Stored data entries:
PR #2399, opened 2017-05-30
rmtraceviewer branch: reduce -> for..of

paulirish:
@patrickhulce i figured i'd save you the annoyance. :)


patrickhulce:
so I set out to try and defend this on [jsperf](https://jsperf.com/for-of-vs-reduce) but `for..of` is 40% faster so I can't 😆

Issue #2364, opened 2017-05-25
Non-fatal events to track


patrickhulce:
This is a list of all the non-fatal error-like events we might want to track once we have Sentry setup.

* Protocol messages with no corresponding callback
* Failed audits
* Failed gatherers
* Failed image conversions in optimize-images
* Audit debug strings for byte-efficiency, loadfast4pwa

paulirish:
'blocked' by #2420

PR #2402, opened 2017-05-31
handle Page.handleJavaScriptDialog rejection

### LINKED ISSUE #2141: intermittent travis failures on "could not handle JavaScript dialog"
This is from the smoke test introduced in #2120. handleJavaScriptDialog

screen shot 2017-05-03 at 12 35 30

Behavior seems to be it fails, the promise rejection is unhandled ([intentionally](https://github.com/GoogleChrome/lighthouse/blob/134b9b0b2235ed34f80b40c75166d1652160cd8b/lighthouse-core/gather/driver.js#L847)), then the test sits there and spins until travis hits its 10 minute timeout.

I'm not sure how the protocol is failing to dismiss the dialog (and only on travis? or are we just not running `yarn smoke` enough locally?), but the only solution I know of right now is removing the `window.confirm` from `dbw_tester`, which would be unfortunate.

Any other ideas?

paulirish:
Here's how to repro this bug:

1. open dbw_tester and find the `window.confirm()` call.
2. repeat it like 7 times.
2. comment out the "--quiet" flag in smokehouse.js to see output
3. run `bash lighthouse-cli/test/smokehouse/dobetterweb/run-tests.sh`
4. when the page loads for the first time, you should see these confirm prompts.
5. hit space bar frequently to try to dismiss the prompt before the protocol dismisses them.

 
--------------------

AFAICT, this rejection was unhandled because it's unexpected and we wanted it to tank the run... is that right?

Anyway, I handle it here and log it as an error:

image

---------

fixes #2141
related issues: #2120, #1939, #2106

### DIFF
--- a/lighthouse-core/gather/driver.js
+++ b/lighthouse-core/gather/driver.js
@@ -929,13 +929,8 @@ class Driver {
       // No need to wait for this event bind to complete, so no promise returned
       this.on('Page.javascriptDialogOpening', data => {
         log.warn('Driver', `${data.type} dialog opened by the page automatically suppressed.`);
-        // In some cases, handleJavaScriptDialog will reject, but it appears to only happen when the
-        // the dialog already dismissed.
-        // Since it's handled and no longer blocking the page, we're happy.
-        this.sendCommand('Page.handleJavaScriptDialog', {
-          accept: true,
-          promptText: 'Lighthouse prompt response',
-        }).catch(err => log.warn('Driver', err.message));
+        this.sendCommand('Page.handleJavaScriptDialog', {accept: false}, {silent: true})
+        .catch(_ => this.sendCommand('Page.handleJavaScriptDialog', {accept: true}, {silent: true}));
       });
     });
   }
--- a/lighthouse-core/gather/driver.js
+++ b/lighthouse-core/gather/driver.js
@@ -938,9 +938,8 @@ class Driver {
    * @return {!Promise}
    */
   dismissJavaScriptDialogs() {
-    const waitForDismiss = 300;
+    const waitForDismiss = 2000;
     const silent = {silent: true};
-
 
     return this.sendCommand('Page.enable').then(_ => {
       // No need to wait for this event bind to complete, so no promise returned
--- a/lighthouse-core/gather/driver.js
+++ b/lighthouse-core/gather/driver.js
@@ -926,13 +926,16 @@ class Driver {
    */
   dismissJavaScriptDialogs() {
     return this.sendCommand('Page.enable').then(_ => {
+      // No need to wait for this event bind to complete, so no promise returned
       this.on('Page.javascriptDialogOpening', data => {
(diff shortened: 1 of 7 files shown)


patrickhulce:
so this whole time the dialog actually was being handled by something else it's just being noisy that it couldn't handle it?

paulirish:
> so this whole time the dialog actually was being handled by something else it's just being noisy that it couldn't handle it?

yes, mostly.

the "could not handle javascript dialog" is the fallback error if the JavaScriptDialogManager fails to "handle" the dialog instance: https://cs.chromium.org/chromium/src/content/browser/devtools/protocol/page_handler.cc?type=cs&q=%22could+not+handle+javascript+dialog%22&sq=package:chromium&l=451

I think it was left in to prevent silent failures, but it does seem unexpected in the travis scenario we have..

lighthouse-core/gather/driver.js
```diff
@@ -929,11 +929,10 @@ class Driver {
       this.on('Page.javascriptDialogOpening', data => {
         log.warn('Driver', `${data.type} dialog opened by the page automatically suppressed.`);
 
-        // rejection intentionally unhandled
         this.sendCommand('Page.handleJavaScriptDialog', {
           accept: true,
           promptText: 'Lighthouse prompt response',
-        });
+        }).catch(err => log.error('driver', err.message));
```
brendankenny: uppercase `Driver` to match other logs in the file

brendankenny:
after discussion offline, absorbing errors here seems OK. The whole point of #2106 was to make it so Lighthouse wasn't stalling out on modal popups. As long as they're being handled, that's fine from LH's perspective.

It is a shame that the errors are being lost completely, but the command seems so noisy that tracking the errors we get (#2364) seem like it would be next to useless. More important would be an error here ("could not handle JavaScript dialog") *and* the LH run still stalls out. Based on how often we see the error in Travis currently, however, if this was at all likely it should show up almost immediately there :)

brendankenny:
oh, wait

> More important would be an error here ("could not handle JavaScript dialog") and the LH run still stalls out.

from #2141:

> Behavior seems to be it fails, the promise rejection is unhandled (intentionally), then the test sits there and spins until travis hits its 10 minute timeout.

so that's already the behavior? This change will silence the unhandled promise rejection but will the LH run actually complete?

patrickhulce:
> so that's already the behavior? This change will silence the unhandled promise rejection but will the LH run actually complete?

ya, I don't expect any meaningful improvement out of this other than a change in log message :)

paulirish:
correct. chrome wil continue to not handle these dialogs pretty frequently. we'll now emit warning logs when it happens, but the run will actually complete. YAyyy

paulirish:
gah still have a problem: https://travis-ci.org/GoogleChrome/lighthouse/jobs/238133366

image

patrickhulce:
wanna add the advice in #2423 to this? :D

PR #2408, opened 2017-05-31
Update optimized-images overview jsdoc

ebidel:
@patrickhulce 

No longer the case for jpeg.


patrickhulce:
heh, yeah we need a conversion table tracked over time since it's ~85 quality of what used to be the JPEG encoder before 2 weeks ago 😆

### [Try it]
In full and exactly as written, repeat the data.

### [Completed exercise]
PR #2399, opened 2017-05-30
rmtraceviewer branch: reduce -> for..of

paulirish:
@patrickhulce i figured i'd save you the annoyance. :)


patrickhulce:
so I set out to try and defend this on [jsperf](https://jsperf.com/for-of-vs-reduce) but `for..of` is 40% faster so I can't 😆

Issue #2364, opened 2017-05-25
Non-fatal events to track


patrickhulce:
This is a list of all the non-fatal error-like events we might want to track once we have Sentry setup.

* Protocol messages with no corresponding callback
* Failed audits
* Failed gatherers
* Failed image conversions in optimize-images
* Audit debug strings for byte-efficiency, loadfast4pwa

paulirish:
'blocked' by #2420

PR #2402, opened 2017-05-31
handle Page.handleJavaScriptDialog rejection

### LINKED ISSUE #2141: intermittent travis failures on "could not handle JavaScript dialog"
This is from the smoke test introduced in #2120. handleJavaScriptDialog

screen shot 2017-05-03 at 12 35 30

Behavior seems to be it fails, the promise rejection is unhandled ([intentionally](https://github.com/GoogleChrome/lighthouse/blob/134b9b0b2235ed34f80b40c75166d1652160cd8b/lighthouse-core/gather/driver.js#L847)), then the test sits there and spins until travis hits its 10 minute timeout.

I'm not sure how the protocol is failing to dismiss the dialog (and only on travis? or are we just not running `yarn smoke` enough locally?), but the only solution I know of right now is removing the `window.confirm` from `dbw_tester`, which would be unfortunate.

Any other ideas?

paulirish:
Here's how to repro this bug:

1. open dbw_tester and find the `window.confirm()` call.
2. repeat it like 7 times.
2. comment out the "--quiet" flag in smokehouse.js to see output
3. run `bash lighthouse-cli/test/smokehouse/dobetterweb/run-tests.sh`
4. when the page loads for the first time, you should see these confirm prompts.
5. hit space bar frequently to try to dismiss the prompt before the protocol dismisses them.

 
--------------------

AFAICT, this rejection was unhandled because it's unexpected and we wanted it to tank the run... is that right?

Anyway, I handle it here and log it as an error:

image

---------

fixes #2141
related issues: #2120, #1939, #2106

### DIFF
--- a/lighthouse-core/gather/driver.js
+++ b/lighthouse-core/gather/driver.js
@@ -929,13 +929,8 @@ class Driver {
       // No need to wait for this event bind to complete, so no promise returned
       this.on('Page.javascriptDialogOpening', data => {
         log.warn('Driver', `${data.type} dialog opened by the page automatically suppressed.`);
-        // In some cases, handleJavaScriptDialog will reject, but it appears to only happen when the
-        // the dialog already dismissed.
-        // Since it's handled and no longer blocking the page, we're happy.
-        this.sendCommand('Page.handleJavaScriptDialog', {
-          accept: true,
-          promptText: 'Lighthouse prompt response',
-        }).catch(err => log.warn('Driver', err.message));
+        this.sendCommand('Page.handleJavaScriptDialog', {accept: false}, {silent: true})
+        .catch(_ => this.sendCommand('Page.handleJavaScriptDialog', {accept: true}, {silent: true}));
       });
     });
   }
--- a/lighthouse-core/gather/driver.js
+++ b/lighthouse-core/gather/driver.js
@@ -938,9 +938,8 @@ class Driver {
    * @return {!Promise}
    */
   dismissJavaScriptDialogs() {
-    const waitForDismiss = 300;
+    const waitForDismiss = 2000;
     const silent = {silent: true};
-
 
     return this.sendCommand('Page.enable').then(_ => {
       // No need to wait for this event bind to complete, so no promise returned
--- a/lighthouse-core/gather/driver.js
+++ b/lighthouse-core/gather/driver.js
@@ -926,13 +926,16 @@ class Driver {
    */
   dismissJavaScriptDialogs() {
     return this.sendCommand('Page.enable').then(_ => {
+      // No need to wait for this event bind to complete, so no promise returned
       this.on('Page.javascriptDialogOpening', data => {
(diff shortened: 1 of 7 files shown)


patrickhulce:
so this whole time the dialog actually was being handled by something else it's just being noisy that it couldn't handle it?

paulirish:
> so this whole time the dialog actually was being handled by something else it's just being noisy that it couldn't handle it?

yes, mostly.

the "could not handle javascript dialog" is the fallback error if the JavaScriptDialogManager fails to "handle" the dialog instance: https://cs.chromium.org/chromium/src/content/browser/devtools/protocol/page_handler.cc?type=cs&q=%22could+not+handle+javascript+dialog%22&sq=package:chromium&l=451

I think it was left in to prevent silent failures, but it does seem unexpected in the travis scenario we have..

lighthouse-core/gather/driver.js
```diff
@@ -929,11 +929,10 @@ class Driver {
       this.on('Page.javascriptDialogOpening', data => {
         log.warn('Driver', `${data.type} dialog opened by the page automatically suppressed.`);
 
-        // rejection intentionally unhandled
         this.sendCommand('Page.handleJavaScriptDialog', {
           accept: true,
           promptText: 'Lighthouse prompt response',
-        });
+        }).catch(err => log.error('driver', err.message));
```
brendankenny: uppercase `Driver` to match other logs in the file

brendankenny:
after discussion offline, absorbing errors here seems OK. The whole point of #2106 was to make it so Lighthouse wasn't stalling out on modal popups. As long as they're being handled, that's fine from LH's perspective.

It is a shame that the errors are being lost completely, but the command seems so noisy that tracking the errors we get (#2364) seem like it would be next to useless. More important would be an error here ("could not handle JavaScript dialog") *and* the LH run still stalls out. Based on how often we see the error in Travis currently, however, if this was at all likely it should show up almost immediately there :)

brendankenny:
oh, wait

> More important would be an error here ("could not handle JavaScript dialog") and the LH run still stalls out.

from #2141:

> Behavior seems to be it fails, the promise rejection is unhandled (intentionally), then the test sits there and spins until travis hits its 10 minute timeout.

so that's already the behavior? This change will silence the unhandled promise rejection but will the LH run actually complete?

patrickhulce:
> so that's already the behavior? This change will silence the unhandled promise rejection but will the LH run actually complete?

ya, I don't expect any meaningful improvement out of this other than a change in log message :)

paulirish:
correct. chrome wil continue to not handle these dialogs pretty frequently. we'll now emit warning logs when it happens, but the run will actually complete. YAyyy

paulirish:
gah still have a problem: https://travis-ci.org/GoogleChrome/lighthouse/jobs/238133366

image

patrickhulce:
wanna add the advice in #2423 to this? :D

PR #2408, opened 2017-05-31
Update optimized-images overview jsdoc

ebidel:
@patrickhulce 

No longer the case for jpeg.


patrickhulce:
heh, yeah we need a conversion table tracked over time since it's ~85 quality of what used to be the JPEG encoder before 2 weeks ago 😆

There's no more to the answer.